• Exercise goal
Without omitting anything, retype the data that follows.

• Information supplied
PR #3911, opened 2026-02-20
ESLint: Enable recommendedTypeChecking lint rules

jsjames:
This PR adds in tseslint.configs.recommendedTypeChecked to improve our typescript code. The largest required update is that the "any" type can no longer be used as a crutch as it eliminates any typescript checking.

• Exercise answer
PR #3911, opened 2026-02-20
ESLint: Enable recommendedTypeChecking lint rules

jsjames:
This PR adds in tseslint.configs.recommendedTypeChecked to improve our typescript code. The largest required update is that the "any" type can no longer be used as a crutch as it eliminates any typescript checking.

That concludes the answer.